» Provided entries
Issue #161, opened 2026-07-25
verified dedup: use accurate CIP preflight to reduce conservative VerificationUnavailable


kent-tokyo:
## Background

PR #156's `has_unresolved_specified_tetrahedral_stereo` guard fails `identity_verify` closed to `VerificationUnavailable` whenever the **legacy** CIP engine (`chematic_chem::assign_cip`, `~96.3%` oracle agreement) can't rank a specified tetrahedral stereocentre — necessary to close a real false-`VerifiedDuplicate` (corpus rows 4663/4664).

A full-corpus audit of every molecule this guard newly fails closed (`validation/results/dedup_stereo_guard_corpus_audit.jsonl` / `_summary.json`, 12 molecules / 28 atoms) found:

- **10 molecules / 26 atoms**: legacy CIP fails, but the **accurate** engine (`chematic_chem::assign_cip_with_mode(mol, CipMode::Accurate)`, `chematic-cip` crate) resolves them — and its resolved label matches an independent RDKit 2026.03.3 oracle (`rdCIPLabeler`) exactly in every case (plain R/S and Rule-5 pseudoasymmetric r/s alike).
- **2 molecules / 2 atoms** (tricyclic-cage bridgeheads, idx 443/590): unresolved by *both* chematic engines, and RDKit's own modern CIP labeler agrees no label exists (`Tet_CCW`) — a genuine, shared CIP-ranking limit, not fixable by an accurate-CIP preflight.

## Proposal

Add an opt-in preflight in `chematic-inchi::dedup` that, before falling back to `VerificationUnavailable` on a legacy-CIP-unresolved centre, re-checks the atom via `CipMode::Accurate`. If the accurate engine resolves it (not `Tied`/`BudgetExceeded`), treat the centre as ranked for comparison purposes instead of failing closed — recovering verified-comparison capability for the ~10/12 (26/28 atom) majority of cases audited here, while still failing closed for genuine ties (case B, 2/12 molecules) where even the accurate engine can't produce a label.

## Scope notes (from the #156 audit)

- This does **not** mean switching native InChI generation itself to the accurate engine wholesale — that would change `standard_inchi`'s output for every caller, not just `dedup`, and needs its own proposal given the accurate engine's budget/tied-result semantics would need threading through the whole native-conversion Stereo0D pipeline.
[...]

PR #170, opened 2026-07-26
feat(inchi): accurate-CIP dedup preflight (#161) + exact graph identity API

kent-tokyo:
## Summary

Two deliverables from the 3D Breakthrough Program's Agent B brief, both scoped to `crates/chematic-inchi/src/dedup.rs` + `crates/chematic-inchi/src/native/**` + new `crates/chematic-inchi/tests/**` files only (no other file touched):

1. **Closes issue #161** — an accurate-CIP preflight for the verified-dedup fail-closed guard shipped in PR #156.
2. **New, standalone "exact graph identity" API** (`GraphIdentityMode` / `GraphRelation` / `IdentityEvidence` / `compare_graph_identity`) for conformer/ensemble grouping, MOL/SDF round-tripping, and dedup to share (Coordinator wires this into Agent A's SDF-ensemble supplier at Wave 2 integration).

- Base SHA: `9f9f459` (`main`, v0.7.0)
- Head SHA: `d0c9fbd`
- Commits (3, each independently reviewable):
  - `c2db0ea` `feat(inchi): add accurate-CIP dedup preflight (issue #161)`
  - `768e4cb` `feat(identity): add exact graph relation API`
  - `d0c9fbd` `test(inchi): directly assert the rank-collision guard's failure reason` — added after a pre-PR self-review pass; see "Known limitation" in §1 below for what it closes
- Files touched (exactly, nothing else):
  - `crates/chematic-inchi/src/dedup.rs`
  - `crates/chematic-inchi/src/native/convert.rs`
  - `crates/chematic-inchi/src/native/mod.rs`
  - `crates/chematic-inchi/tests/accurate_cip_preflight.rs` (new)
  - `crates/chematic-inchi/tests/graph_identity.rs` (new)

**Deviation from the coordinator's suggested 3-commit shape**, flagged as instructed: the coordinator suggested a 3rd commit `test(validation): add identity differential corpus`. My file-ownership scope for this PR is exactly `dedup.rs` + `native/**` + new files under `tests/**` — I have no permission to add anything under `validation/` (that directory isn't in my allow-list, and isn't the crate I own). I folded the RDKit-oracle-backed fixture/regression tests into the same commit as the feature they validate instead (`tests/accurate_cip_preflight.rs` → commit 1, `tests/graph_identity.rs` → commit 2). The 3rd commit that does exist (`d0c9fbd`) is unrelated to that suggestion — it's a small review-driven fix (see below), not the validation-corpus commit the coordinator meant. Each commit is still independently buildable/lintable/testable (verified below) and maps to one conceptual change.

---

### Root cause (why a naive guard relaxation is unsafe)

PR #156's `has_unresolved_specified_tetrahedral_stereo` guard fails `identity_verify` closed whenever the **legacy** CIP engine (`chematic_chem::assign_cip`) can't rank a specified tetrahedral stereocentre's substituents — because `crate::native::convert::mol_to_inchi_atoms` depends on that *exact same* ranking function (`tetrahedral_stereo_neighbors`) to build the InChI `Stereo0D` descriptor. When ranking fails, native InChI generation doesn't just decline gracefully — empirically (audit data below), it emits either a literal `?` (undefined parity) if *some* centre in the molecule succeeded, or omits the whole `/t` layer if *none* did:

```
idx=196 chematic:  .../t19-,20+,26?          (2/3 centres resolved, 1 shows '?')
idx=443 chematic:  ...no /t layer at all      (0/4 centres resolved)
```

Issue #161 proposed: "re-check a legacy-unresolved centre via `CipMode::Accurate`; if it resolves, treat the centre as ranked instead of failing closed." Taken literally (just relax the guard, then call `standard_inchi()` as before), this is **unsafe**: `standard_inchi()`'s own Stereo0D construction still depends on the *legacy* ranking regardless of what the accurate engine says, so it would still emit the same `?`/missing-`/t` output for that centre — reopening the exact 4663/4664 false-`VerifiedDuplicate` PR #156 fixed. Issue #161 itself anticipates this ("this does NOT mean switching native InChI generation to the accurate engine wholesale").

### Design: fold the accurate code into the comparison key, not into `standard_inchi()`

New, **additive-only** entry points — the existing `compare` / `compare_molecules` / `deduplicate_verified` / `identity_verify` / `verified_identity_key` are untouched (verified byte-for-byte via `preflight_is_opt_in_existing_paths_unchanged`):

```rust
pub fn compare_with_accurate_cip_preflight(key_a, mol_a, key_b, mol_b, policy) -> DedupRelation
pub fn compare_molecules_with_accurate_cip_preflight(mol_a, mol_b, policy) -> DedupRelation
pub fn deduplicate_verified_with_accurate_cip_preflight(mols, policy) -> VerifiedDedupReport
```

For each specified stereocentre the legacy engine can't rank, `accurate_stereo_supplement` re-checks via `chematic_chem::assign_cip_with_mode(mol, CipMode::Accurate)`. If the accurate engine resolves it (not `Tied`/`BudgetExceeded`/error), its code is folded into the **comparison key** — never into the generated InChI string, and never into the `InChIKey` C-library call (`verified_identity_key_with_supplement` reuses the existing, unmodified `verified_identity_key` for the base key, then appends the supplement afterward, so `StandardInchiKey`'s FFI call always still receives a clean, real InChI string).

Cross-molecule correspondence for the supplement uses `chematic_smiles::morgan_ranks` (a purely constitutional, stereo-blind isomorphism invariant, already used/tested elsewhere in this codebase) rather than InChI's own canonical numbering (which would require parsing `AuxInfo`, out of scope) or a full atom-mapping search. **Fails closed** (keeps `VerificationUnavailable`) if the accurate engine ties/budgets-out/errors on *any* flagged atom, or — a case the original audit didn't anticipate — if **two or more flagged atoms in the same molecule land on the same morgan-rank value** (their cross-molecule correspondence would be ambiguous; see limitation below).

### Before/after, re-derived fresh (not trusted from the old audit)

PR #156's own audit (`validation/results/dedup_stereo_guard_corpus_audit.jsonl`) is the fixture starting point issue #161 names — but I did **not** take its 10/12 recovery number on faith. Re-running the exact same 12 audited molecules (pinned literal SMILES, not re-read from the mutable corpus file) against current HEAD found the classification has **partially drifted since the audit ran**, for two independent, unrelated reasons:

| Reason | Molecules affected |
|---|---|
| Upstream `chematic-chem`/`chematic-cip` CIP-ranking change since the audit ran — legacy now resolves this molecule's centres, guard doesn't fire at all any more | 1 (audit idx=4412) |
| A 3-fold-symmetric substituent (adamantane-cage-like) whose legacy-unresolved centres all land on the **same morgan rank** — the accurate engine resolves each individually, but my correspondence guard (above) declines to pair them | 3 (audit idx=1609, 1643, 4178) |

I then independently re-ran the **full 5,000-molecule corpus** (`~/Downloads/SMILES.csv`, current local snapshot — see "Dataset provenance" below for why this differs from the audit's own numbering) through `deduplicate_verified` vs. `deduplicate_verified_with_accurate_cip_preflight`:

| Metric | Plain (`compare`/`deduplicate_verified`, unchanged) | With accurate-CIP preflight |
|---|---|---|
| `verification_unavailable` (of 5,000) | **15** | **6** |
| Recovered (→ `VerifiedDuplicate`) | — | **9** |
| Newly made unavailable | — | **0** (safety invariant, confirmed empirically over the whole corpus) |

The 6 remaining `VerificationUnavailable` molecules, fully explained (not left as an unattributed residual):

| Count | Reason |
|---|---|
| 1 | Pre-existing native-InChI `KekulizationFailed` (unrelated to this guard entirely — a fused/bridgehead heteroaromatic ring chematic can't Kekulize; same molecule the original audit's own scope note excluded at idx=2149) |
| 2 | Genuine CIP tie in **both** chematic engines (tricyclic-cage bridgeheads) |
| 3 | Correctly resolved by the accurate engine, but blocked by the tied-morgan-rank correspondence guard (see limitation below) |

### Independent RDKit 2026.03.3 cross-check (own isolated venv, never the shared `.venv`)

- Isolated venv: `/private/tmp/claude-501/-Users-k-tanabe-Documents-Documents-oss-rust-chematic/9934aa14-7af8-40c0-850a-54a336991cb0/scratchpad/dedup_b_venv`, built from `/opt/homebrew/bin/python3.13` (a clean system interpreter, **not** the repo's shared `.venv` at `/Users/k_tanabe/Documents/Documents/oss_rust/chematic/.venv`, and not any other agent's worktree venv). `pip install "rdkit==2026.03.3"` → confirmed `Chem.rdBase.rdkitVersion == "2026.03.3"`, matching the version pin in this task's brief.
- All **9 recovered** molecules' accurate-CIP codes (15 atoms total) cross-checked against `rdCIPLabeler.AssignCIPLabels` + `Chem.FindMolChiralCenters(includeUnassigned=True, useLegacyImplementation=False)`: **15/15 agree exactly** (R/S/r/s, full denominators, no pooling of a subset as if it were the whole set).
- The 2 genuine-tie molecules: RDKit's own modern CIP labeler independently confirms `Tet_CCW`/no label at the exact same bridgehead atom — a real, shared CIP-ranking limit in both engines, not a chematic defect.
- The 3 tied-morgan-rank-blocked molecules: RDKit assigns `s` to all 9 atoms (3 molecules × 3 symmetric centres), matching chematic's accurate engine exactly — confirming these ARE individually correct, and that the recall cost is purely from my conservative correspondence guard, not from an underlying CIP error.

### Known limitation: tied-morgan-rank correspondence (real, quantified, not swept under the rug)

`accurate_stereo_supplement` fails closed whenever two-or-more legacy-unresolved centres in the *same* molecule share a `morgan_ranks` value (constitutionally symmetric positions, e.g. a 3-fold-symmetric cage substituent). This is **safe by construction under the guard**: a spurious match would require two flagged atoms with swapped codes colliding on one rank key, and the `seen_ranks.insert` check returns `Err(AmbiguousStereoRankCorrespondence)` on exactly that collision before any code is pushed to the supplement — not asserted as a proof, but directly observed: commit `d0c9fbd`'s `accurate_stereo_supplement_blocks_via_rank_collision_not_some_other_path` calls the private function directly on idx=1609 and asserts the *exact* `Err` variant, ruling out `AccurateCipTied`/`AccurateCipBudgetExceeded`/`AccurateCipEngineError` as the real cause (a prior version of this PR only checked the outcome via `compare_molecules_with_accurate_cip_preflight`, which couldn't distinguish "blocked by the rank guard" from "blocked by some other path" — caught in self-review before opening this PR). This costs real recall — 3/12 audited molecules, 3/15 corpus molecules stay `VerificationUnavailable` even though every individual centre is correctly resolved and RDKit-confirmed. A rank-tie-aware correspondence mechanism that additionally proves automorphism-consistency (not just "same label multiset") could recover these safely, but that's a nontrivial, separate piece of work — flagged as a follow-up, not attempted here given the risk of getting the automorphism argument subtly wrong under time pressure.

### Dataset provenance note (a real, orthogonal finding, not excuse-making)

`~/Downloads/SMILES.csv` (5,000 lines, no header) is the same path PR #156's own audit used, but **not byte-identical to whatever produced that audit's JSONL** — the file on this machine has drifted (most of the audit's `corpus_index`-N molecules now sit at position N+1 in the current file; a handful of positions near the audit's idx≈4412 contain genuinely different molecules, not just a shift). This is exactly the kind of "don't trust old numbers/artifacts on faith" situation this project has hit before (see the Wave 0 master plan's own re-verification of `etkdg_vs_rdkit_gap.py`). My headline 5,000-molecule numbers above are from **this PR's own fresh run against the file as it exists now**, not backfilled from the old audit; my 12-molecule fixture uses **pinned literal SMILES** (not re-read from the mutable CSV), so it is reproducible regardless of future corpus-file drift.

---

### Shape

```rust
pub struct GraphIdentityMode {
    pub graph_strictness: GraphStrictness,  // RawGraphExact | ChemicalGraphExact
    pub atom_maps: AtomMapPolicy,           // Include | Ignore
}
pub enum GraphRelation { Identical, Distinct }
pub struct IdentityEvidence {
    pub graph_relation: Option<GraphRelation>,
    pub standard_inchi: Option<String>,
    pub inchikey: Option<String>,
    pub diagnostics: Vec<IdentityDiagnostic>,
}
pub fn compare_graph_identity(mol_a: &Molecule, mol_b: &Molecule, mode: GraphIdentityMode) -> IdentityEvidence
```

### Two orthogonal axes, not one flat enum (per the coordinator's design-review refinement)

- **`GraphStrictness`** — how strictly bond order/aromaticity spelling is compared:
  - `RawGraphExact`: literal bond-order/`aromatic`-flag equality. Aromatic-order-spelled benzene ≠ an explicit Kekulé respelling of the same ring under this mode (by design — this is the strictest, most literal notion of "same graph as written").
  - `ChemicalGraphExact`: any input with `Aromatic`-order bonds is Kekulized first via `chematic_core::kekulize`/`apply_kekule` — the same algorithm this crate's own native InChI conversion already uses (not a new one written for this PR), rather than assuming its determinism generalizes; only directly confirmed for the fixtures this PR actually exercises (e.g. `graph_identity_raw_graph_exact_distinguishes_aromatic_spelling`'s benzene case), not proven in general — and the `aromatic` flag itself is excluded from atom comparison (Kekulization never clears it, so comparing it post-Kekulization would silently reintroduce the exact spelling-sensitivity this mode exists to remove). **Never implemented via canonical-SMILES string equality** — this module's standing rule (canonical SMILES is a fast pre-filter elsewhere in this file, never the proof) applies here too.
- **`AtomMapPolicy`** — `Include`/`Ignore` reaction atom-mapping numbers (`Atom::atom_map`), fully independent of the strictness axis. All 4 combinations are independently selectable and tested (`graph_identity_atom_map_policy_is_respected`, `atom_map_axis_is_orthogonal_to_strictness_axis`).

### How identity is actually verified (never canonical SMILES)

1. **Cheap, atom-order-independent composition pre-check**: fragment sizes, element/isotope/charge/aromaticity multiset, bond-order multiset. A mismatch here is conclusive `Distinct` regardless of atom ordering — a real graph invariant, not a string comparison.
2. **Direct input-index correspondence + full bond-set check**: if atom `i` in molecule A is assumed to correspond to atom `i` in molecule B, does *every* bond line up (not just counts)? If yes, every remaining atom/bond attribute is verified directly at each position — conclusive either way. If the bond sets don't line up under this direct correspondence, the result is **`None` (inconclusive)**, never a guess.
3. **Tetrahedral parity**: a from-scratch, self-contained *permutation-parity* comparison (`canonical_tetrahedral_parity`) over `Molecule::stereo_neighbor_order`, expressed in a common ascending-index reference frame — no CIP engine involved at all (this is deliberately a different, lower-level tool than the accurate-CIP preflight above; graph identity needs pure combinatorial parity, not chemical priority ranking).
4. **E/Z**: directed `Up`/`Down` bond-marker comparison (`directed_bond_marker`), mirroring `crate::native::convert::mol_to_inchi_atoms`'s own `is_up` sign convention exactly (not a new one), checked over every adjacent atom pair — no reference-substituent-choice ambiguity, since every pair is checked directly rather than picking one.
5. `standard_inchi`/`inchikey` in `IdentityEvidence` are **independent corroborating evidence only** (each molecule's own full-stereo native InChI, populated only when both succeed and literally agree) — never the basis for `graph_relation` itself. Native InChI's own tautomer/mobile-H normalization is a different, weaker question than literal graph identity (same distinction this module's `IdentityPolicy` docs already make).

### Scope boundaries (documented, not silently cut)

- **Atom ordering**: the structural comparator only recognizes identity when the two molecules share the same atom indexing (index `i` ↔ index `i`) — not a general graph-isomorphism search over arbitrary permutations. A real isomorphism search needs either `chematic-smarts`'s VF2 (not on `chematic-inchi`'s dependency graph — adding it means editing `Cargo.toml`, outside this PR's file-ownership scope) or a from-scratch bounded backtracking matcher with its own correctness-testing burden I judged too risky to build and verify within this PR's budget. The task's own stated real-world consumer (conformer/ensemble grouping over records sharing one connection table) already satisfies same-indexing by construction, so this boundary doesn't block that use case. When ordering doesn't line up, `graph_relation` is `None` with `IdentityDiagnostic::AtomOrderCorrespondenceNotEstablished` — verified never to silently guess `Identical` or `Distinct` (`graph_identity_reordered_atoms_is_inconclusive_not_a_guess`, using `random_smiles` respellings).
- **`ChemicalGraphExact` and alternative resonance structures**: Kekulizing normalizes "aromatic-flagged" vs. "one particular already-Kekulized" spelling, but two *independently-written*, already-Kekulized alternative resonance structures of the same aromatic system (e.g. two different valid Kekulé structures of naphthalene) are not recognized as equivalent — that needs Hückel aromaticity perception (`chematic_perception::apply_aromaticity`), which is also not on `chematic-inchi`'s dependency graph. Never a false `Identical` either way (`ChemicalGraphKekulizationFailed` fails closed to inconclusive if Kekulization itself errors).
- **Enhanced stereochemistry**: the task brief asked for "enhanced stereo (if representable)" to be compared. Grepped `chematic-core`/`chematic-perception` before writing this module: neither has any AND/OR/ABS-style relative-stereo-group representation beyond plain per-atom `Chirality` today. Documented as a real scope boundary; no new enhanced-stereo model was invented as a side effect of this task.

---

## Commands run

```bash
# Isolated venv (own scratchpad, never the shared repo .venv):
/opt/homebrew/bin/python3.13 -m venv <scratchpad>/dedup_b_venv
<scratchpad>/dedup_b_venv/bin/pip install "rdkit==2026.03.3"

cargo fmt --all -- --check
cargo clippy --workspace --all-targets -- -D warnings
cargo build -p chematic-inchi [--features native-inchi]
cargo test  -p chematic-inchi [--features native-inchi] --lib --quiet
cargo test  -p chematic-inchi --features native-inchi --test dedup_fixtures --quiet
cargo test  -p chematic-inchi --features native-inchi --test accurate_cip_preflight --quiet
cargo test  -p chematic-inchi [--features native-inchi] --test graph_identity --quiet
cargo test  --workspace --tests --quiet --exclude chematic-py     # rest of the workspace, unaffected
cargo deny --all-features check
python3 scripts/check_publish_graph.py
```

`chematic-py` cannot be built/tested via plain `cargo build`/`cargo test` in this environment at all (fails at the link stage — missing `libpython` symbols) regardless of this PR's changes; `CLAUDE.md` itself documents that it requires `maturin develop`, which this task explicitly forbids running against the shared `.venv`. `cargo clippy` (type-check only, no final link) succeeds for `chematic-py` and every other crate workspace-wide. I did not build/install/touch the shared `.venv` at any point.

## Confirmation: shared `.venv` never touched

All RDKit oracle work ran through `/private/tmp/claude-501/.../scratchpad/dedup_b_venv`, built from a clean system Python (`/opt/homebrew/bin/python3.13`), never `/Users/k_tanabe/Documents/Documents/oss_rust/chematic/.venv` and never `maturin develop`/`pip install -e`/`pytest` against chematic's own Python bindings.

## Known limitations / follow-ups (not filed as GitHub issues — described here for the Coordinator to triage)

1. Tied-morgan-rank correspondence guard (3/12 audited, 3/15 fresh-corpus molecules stay conservatively unavailable) — see above.
2. `GraphIdentityMode`'s atom-order-identity-only scope — a real isomorphism search is a natural, separate follow-up once file ownership allows a `chematic-smarts` dependency edge (or a from-scratch matcher is independently designed/reviewed).
3. `ChemicalGraphExact` doesn't recognize alternative Kekulé resonance structures without Hückel perception access.
4. Enhanced stereochemistry comparison: blocked entirely on `chematic-core`/`chematic-perception` not having a representation yet.

## Merge blockers / open questions for the Coordinator

- Please independently review the tied-morgan-rank recall trade-off (limitation 1) — I judged "fail closed, ship less recall" as correct given this codebase's own stated fail-closed philosophy, but it's a judgment call worth a second opinion.
- `GraphIdentityMode`/`IdentityEvidence` is new, unintegrated API — Coordinator wires it into Agent A's SDF-ensemble supplier at Wave 2 per the master plan; no code in this PR depends on Agent A's work or vice versa.
- Not self-merging, per instructions.
- Side note for the Coordinator, not specific to this PR: the shared scratchpad directory (`/private/tmp/claude-501/.../scratchpad/`) is program-wide, not per-agent — I found a pre-existing `pr_body.md` there from a different agent's work and used a distinctly-named `pr_body_agent_b.md` instead to avoid clobbering it. Worth a heads-up to the other agents/coordinator if nobody's flagged this already.

### DIFF
--- a/crates/chematic-inchi/src/dedup.rs
+++ b/crates/chematic-inchi/src/dedup.rs
@@ -127,7 +127,7 @@
 
 #[cfg(feature = "native-inchi")]
 use chematic_core::AtomIdx;
-use chematic_core::Molecule;
+use chematic_core::{CipCode, Molecule};
 use chematic_smiles::canonical_smiles;
 use std::collections::HashMap;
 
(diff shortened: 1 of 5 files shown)


kent-tokyo:
Superseded by #178 and #181.

- #178 contains the corrected accurate-CIP preflight (issue #161), with the idx=4412 factual error fixed and the previously-missing white-box rank-collision regression test ported over.
- #181 contains the renamed indexed graph relation API (`compare_indexed_graph_relation` / `IndexedGraphRelationMode`), split out from this PR's original "exact graph identity" work.

Both replacements are independently verified and merged. Closing this one as superseded with no remaining unported content.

» Work instructions
Exactly and only the lines from the line containing "## Merge blockers" through the final line of the records above must be returned.

» Task output
## Merge blockers / open questions for the Coordinator

- Please independently review the tied-morgan-rank recall trade-off (limitation 1) — I judged "fail closed, ship less recall" as correct given this codebase's own stated fail-closed philosophy, but it's a judgment call worth a second opinion.
- `GraphIdentityMode`/`IdentityEvidence` is new, unintegrated API — Coordinator wires it into Agent A's SDF-ensemble supplier at Wave 2 per the master plan; no code in this PR depends on Agent A's work or vice versa.
- Not self-merging, per instructions.
- Side note for the Coordinator, not specific to this PR: the shared scratchpad directory (`/private/tmp/claude-501/.../scratchpad/`) is program-wide, not per-agent — I found a pre-existing `pr_body.md` there from a different agent's work and used a distinctly-named `pr_body_agent_b.md` instead to avoid clobbering it. Worth a heads-up to the other agents/coordinator if nobody's flagged this already.

### DIFF
--- a/crates/chematic-inchi/src/dedup.rs
+++ b/crates/chematic-inchi/src/dedup.rs
@@ -127,7 +127,7 @@
 
 #[cfg(feature = "native-inchi")]
 use chematic_core::AtomIdx;
-use chematic_core::Molecule;
+use chematic_core::{CipCode, Molecule};
 use chematic_smiles::canonical_smiles;
 use std::collections::HashMap;
 
(diff shortened: 1 of 5 files shown)


kent-tokyo:
Superseded by #178 and #181.

- #178 contains the corrected accurate-CIP preflight (issue #161), with the idx=4412 factual error fixed and the previously-missing white-box rank-collision regression test ported over.
- #181 contains the renamed indexed graph relation API (`compare_indexed_graph_relation` / `IndexedGraphRelationMode`), split out from this PR's original "exact graph identity" work.

Both replacements are independently verified and merged. Closing this one as superseded with no remaining unported content.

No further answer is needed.